How to Get Your First 10k Users (Without Being a Spam Bot)
No fluff blueprint for the first 10,000 users.
Most people think the “build it and they will come” strategy actually works. It doesn’t. You can have the slickest UI in the world, but if your marketing is a snooze-fest, you’re just shouting into a void.
Here is the blueprint for the first 10,000 users. No fluff!
Stop Selling Your Product
Spoiler alert: nobody cares about your product. They care about what your product does for them.
Features are boring. Stop talking about your 256-bit encryption.
Transformation is everything. Talk about how your user saves three hours a day.
The Click is King. Content isn’t there to explain every button; it exists solely to get someone to click the link.
The Creator Strategy
Don’t try to be a full-time influencer and a founder at the same time. You’ll be bad at both.
Instead, hire creators on a results-only basis. Use tools like Posted to find people who actually move the needle.
The goal:
Find what’s already viral in your niche.
Copy the format, not the content.
Leverage every channel (TikTok, Reels, Shorts) simultaneously.
The Math of Scaling
Once you find a message that sticks, stop guessing. Scale with paid ads. It’s a simple equation: CAC < LTV.
If it costs you $10 to get a customer (CAC) and they spend $50 over their lifetime (LTV), you’ve just found a money machine. Feed it.
The GitHub “Awesome” Loophole
If you’re building for developers, designers, or tech-savvy founders, GitHub isn’t just for hosting code—it’s a massive, high-authority directory.
There are thousands of “Awesome Lists” (repos like Awesome-SaaS, Awesome-UI, or Awesome-Security) that act as the modern Yellow Pages for tech. These lists often have tens of thousands of stars, meaning they show up at the top of Google whenever someone searches for “Best tools for X.”
How to find your “Awesomeness”:
Search your niche: Go to GitHub and search
awesome + [your industry]. Making a security app? Search Awesome Security. A dashboard? Awesome UI.The Pull Request (PR): You don’t ask for permission. You fork the repository, add your tool to the README file (keep the formatting identical!), and submit a Pull Request.

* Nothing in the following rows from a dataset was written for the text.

PR #146, opened 2019-07-15
gapic: introduce gRPC ServiceConfig as source of retry

noahdietz:
* adds `grpc_service_config` plugin option
* consumes gRPC ServiceConfig for retry configuration
* add copy of `service_config.proto` and it's generated type


noahdietz:
@jadekler can you take a look at the generated product? The `.want` files in this PR will convey what it will look like.

internal/gengapic/client_init.go
```diff
@@ -73,80 +74,63 @@ func (g *generator) clientOptions(serv *descriptor.ServiceDescriptorProto, servN
...
-				return errors.E(err, "cannot read HTTP annotation")
-			}
-			// Generator spec mandates we bucket methods into idempotent and non-idempotent for retries, unless there is an override.
-			// TODO(pongad): implement the override.
-			if _, ok := eHttp.(*annotations.HttpRule).Pattern.(*annotations.HttpRule_Get); ok {
-				idempotent = append(idempotent, m.GetName())
+		policies := map[string]*conf.MethodConfig_RetryPolicy{}
+
+		// gather retry policies from gRPC ServiceConfig
+		if g.grpcConf != nil {
```
pongad: I think the block below is a little uncomfortably far to the right. Maybe something like this might help?
```
var methCfgs []MethodConfig
if g.grpcConf != nil {
  methCfgs = g.grpcConf.GetMethodConfig()
}
for ...
```

internal/gengapic/client_init.go
```diff
@@ -20,14 +20,15 @@ import (
...
+	"github.com/golang/protobuf/ptypes/duration"
+	conf "github.com/googleapis/gapic-generator-go/internal/grpc_service_config"
 	"github.com/googleapis/gapic-generator-go/internal/pbinfo"
 	"google.golang.org/genproto/googleapis/api/annotations"
-	"google.golang.org/genproto/googleapis/rpc/code"
 )
 
 func (g *generator) clientOptions(serv *descriptor.ServiceDescriptorProto, servName string) error {
 	p := g.printf
+	sFQN := fmt.Sprintf("%s.%s", g.descInfo.ParentFile[serv].GetPackage(), serv.GetName())
```
pongad: Do we need `sFQN` all the way here? If not, I think it might be better to move this closer to defaultCallOptions block?

internal/gengapic/client_init.go
noahdietz: Good call. Done!

internal/gengapic/client_init.go
noahdietz: Good call. Done!

jadekler:
> @jadekler can you take a look at the generated product? The `.want` files in this PR will convey what it will look like.

.want files look normal to me. I assume most of the change is in interpreting a new type of file, but mostly generating the same stuff?

noahdietz:
> but mostly generating the same stuff?

Almost. The GAPIC retry config actually names the retry config e.g. "idempotent" "non_idempotent". The generated rery config would be generated once with that name and then the named options assigned to each method. 

The gRPC ServiceConfig doesnt have a "naming" idea for the configuration. Thus, I just assign a retry config directly to the method it corresponds to, resulting in potentially duplicated config objects. This is more verbose.

 I could generate "retry_params_N" "no_retry_params" to do essentially the same thing as before. But I feel like the naming doesn't really help except for consolidation of code...

jadekler:
> > but mostly generating the same stuff?
> 
> Almost. The GAPIC retry config actually names the retry config e.g. "idempotent" "non_idempotent". The generated rery config would be generated once with that name and then the named options assigned to each method.
> 
> The gRPC ServiceConfig doesnt have a "naming" idea for the configuration. Thus, I just assign a retry config directly to the method it corresponds to, resulting in potentially duplicated config objects. This is more verbose.
> 
> I could generate "retry_params_N" "no_retry_params" to do essentially the same thing as before. But I feel like the naming doesn't really help except for consolidation of code...

Yes, that SGTM. Naming is an extra layer of confusion that is good of you to remove.

PR #152, opened 2019-07-18
SampleGen: generate comments in output handling

hzyi-google:


hzyi-google:
@googleapis/samplegen

cmd/gen-go-sample/out.go
```diff
@@ -252,6 +257,28 @@ func writeMap(l *LoopSpec, st *symTab, gen *generator) error {
 	return nil
 }
 
+func writeComment(cmtFmt string, cmtArgs []string, gen *generator) error {
+	var buf bytes.Buffer
+	args := make([]interface{}, len(cmtArgs))
+	for i := range cmtArgs {
```
noahdietz: Curious, why must we essentially cast this slice to that of `interface{}` type? It ultimately gets written via `fmt`, why can't we just use `cmtArgs...` there?

hzyi-google: Go doesn't let me do that... I got a `cannot use strs (type []string) as type []interface {} in argument to fmt.Fprintf`

noahdietz: Yep, you are definitely correct! My bad.

I still think this is kind of wonky to do just to use the expansion operator later. I think most folks' thoughts coming across this code right now would be "Why is the slice of strings being copied into a slice of interfaces?". Putting the buffer print in the loop rather than copying there feels "more simple" to me. 

WDYT?

noahdietz: This was discussed offline and we want to use the `cmtFmt` as it applies to all of the arguments given at once, rather than individually.

PR #153, opened 2019-07-19
SampleGen: allow using `{}` to specify an empty object in request

hzyi-google:
Similar to https://github.com/googleapis/gapic-generator/pull/2844 in gapic-generator.

### DIFF
--- a/cmd/gen-go-sample/inittree.go
+++ b/cmd/gen-go-sample/inittree.go
@@ -223,6 +223,11 @@ func (t *initTree) parseInit(txt string, info pbinfo.Info) error {
 		}
 		t.leafVal = tok
 
+	case '{':
+		if r := sc.Scan(); r != '}' {
+			return report(errors.E(nil, "bad format rhs: expecting '}', found %q", r))
+		}
+
 	default:
 		return report(errors.E(nil, "expected value, found %q", sc.TokenText()))
 	}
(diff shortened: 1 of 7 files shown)


hzyi-google:
cc/ @googleapis/samplegen

cmd/gen-go-sample/inittree.go
```diff
@@ -223,6 +223,11 @@ func (t *initTree) parseInit(txt string, info pbinfo.Info) error {
 		}
 		t.leafVal = tok
 
+	case '{':
+		if r := sc.Scan(); r != '}' {
+			return report(errors.E(nil, "bad format rhs: expecting '}', found %q", r))
```
noahdietz: Does `rhs` mean `right-hand side`? Please don't use an acronym here.

cmd/gen-go-sample/testdata/sample_empty_object.want
```diff
@@ -0,0 +1,59 @@
+// Copyright 2018 Google LLC
```
vchudnov-g: 2019

hzyi-google: We set that to a frozen year in the tests to avoid flakiness. We can do a global replacement to `2019` if you think that's appropriate?

vchudnov-g: Is the license part of the generated code? If so, how is it provided: hard coded or user-specified?

I know in the fullness of time we'll want users to provide the license that we include verbatim in the generated code. It's fine if we're not there yet and instead for now have the generators always whip up a Google-specific license, but in that case the license should include the current year.

Once those considerations are met (with tests), I'm fine with having tests like this one have a frozen year, even in the past: I agree it's less maintenance.

hzyi-google: The license part is generated. The `year` is a parameter passed to the generator's `commit` method. For production we pass in `time.Now().Year()` ([ref](https://github.com/googleapis/gapic-generator-go/blob/b489dd072a026f822353630f252a2433b9c771fb/cmd/gen-go-sample/main.go#L118)), and for testing we pass in a hard-coded `2018` ([ref](https://github.com/googleapis/gapic-generator-go/blob/b489dd072a026f822353630f252a2433b9c771fb/cmd/gen-go-sample/main_test.go#L477))

PR #155, opened 2019-07-22
gapic: avoid generating duplicate iterators

noahdietz:
* adds a `generated` field to the `iterType` 
* makes the auxiliary types a generator field for tracking across services
* only generate an iterator once per **package**

Attempting to generate the Ads v2 GAPICs results in a iterator type naming collision.

### DIFF
--- a/internal/gengapic/paging.go
+++ b/internal/gengapic/paging.go
@@ -72,6 +72,7 @@ func (g *generator) iterTypeOf(elemField *descriptor.FieldDescriptorProto) (*ite
 	if iter, ok := g.aux.iters[pt.iterTypeName]; ok {
 		return iter, nil
 	}
+	g.aux.iters[pt.iterTypeName] = &pt
 
 	return &pt, nil
 }
--- a/internal/gengapic/paging.go
+++ b/internal/gengapic/paging.go
@@ -30,11 +30,13 @@ type iterType struct {
 	// If the elem type is a message, elemImports contains pbinfo.ImportSpec for the type.
 	// Otherwise, len(elemImports)==0.
 	elemImports []pbinfo.ImportSpec
+
+	generated bool
 }
 
 // iterTypeOf deduces iterType from a field to be iterated over.
 // elemField should be the "resource" of a paginating RPC.
-func (g *generator) iterTypeOf(elemField *descriptor.FieldDescriptorProto) (iterType, error) {
+func (g *generator) iterTypeOf(elemField *descriptor.FieldDescriptorProto) (*iterType, error) {
 	var pt iterType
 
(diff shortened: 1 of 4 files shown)


noahdietz:
Worth noting: this *might* still be a problem for LROs if two services generated in the same package share a method name. This is because the auxiliary `*Operation` type name is based on just the method name. However this is much less likely to happen (hasn't happened yet).

internal/gengapic/paging.go
```diff
@@ -66,7 +68,12 @@ func (g *generator) iterTypeOf(elemField *descriptor.FieldDescriptorProto) (iter
 		pt.elemTypeName = pType
 		pt.iterTypeName = upperFirst(pt.elemTypeName) + "Iterator"
 	}
-	return pt, nil
+
+	if iter, ok := g.aux.iters[pt.iterTypeName]; ok {
```
pongad: Looks like you're using `g.aux.iters` as a "cache" right? Two comments:
- Consider moving the `g.aux.iters[name] = &pt` logic here, so that the dedupe behavior stays in one place.
- Maybe use `*descriptor.FieldDescriptorProto` as the key of the map? This lets you move the dedupe logic up at the top (I think this helps with clarity)

noahdietz: > Consider moving the g.aux.iters[name] = &pt logic here

er I'm not following what you mean. Cache accesses are only done here and in [gen](https://github.com/googleapis/gapic-generator-go/blob/8a10cc2d4f406efd0063576149d0920261156d7e/internal/gengapic/gengapic.go#L322) (where we know if we are actively generating a new type or not).

> Maybe use *descriptor.FieldDescriptorProto as the key of the map

I'm not sure how this would work. The problem is that the generated type has a naming collision e.g. two services in the same pkg have a paged method for `LogEntry`, which gets generated in each service client file as a `LogEntryIterator`. Using the name as the key in the cache is "good" because that is the conflicting part of the generated output. If we used the descriptor pointer, those two conflicting methods belong to diff descriptors and we don't catch the duplicate. Or am I missing something?

pongad: About `*descriptor.FieldDescriptorProto`, yeah you're right, that wouldn't work at all hahahahaha.

For the first one, to be more concrete, I think we should do all of this:
```
if iter, ok := g.aux.iters[pt.iterTypeName]; ok {
  return iter
}
g.aux.iters[pt.iterTypeName] = &pt
return &pt
```
in this function so that we don't look up the cache in one place and update the cache in another. Does that make sense?

noahdietz: > Does that make sense?

Totally! I missed the spot where it was set lol

Done!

Marketplaces matter: Beyond lists, look for GitHub-based marketplaces and community-curated directories.
Why this is a cheat code:
Trust by Association: If a curated list accepts your PR, you’ve just been “vetted” by the community.
Set it and Forget it: Unlike a tweet that dies in 24 hours, a GitHub list is a permanent traffic source.
SEO Juice: These repos are high-authority domains. A link from a massive Awesome list is worth its weight in gold for your search rankings.
The Reddit “Cheat Code”
Reddit is where startups go to die—usually because they spam links and get banned in ten minutes.
The Rule: Be a human first. Provide value, answer questions, and engage. Only then do you drop the link.
Where to post:
The Big Ones: r/SaaS, r/startups, r/Entrepreneur, r/sideproject.
The Feedback Loops: r/RoastMyStartup, r/design_critiques.
The Niche Wins: r/productivity, r/InternetIsBeautiful, r/LadyBusiness.
Pro Tip: If you’re looking for low-hanging fruit, try r/AlphaandBetausers or r/MadeThis. They actually want to see what you’re building.
Here’s the full list:
Don’t just spam links. Be helpful, be real, engage and then pitch the product. Provide value.
The Bottom Line
Stop over-complicating it. Find the viral message, hire people who are better at video than you, and don’t be a jerk on Reddit.
The first 10k users aren’t found in a lab; they’re found in the comments section.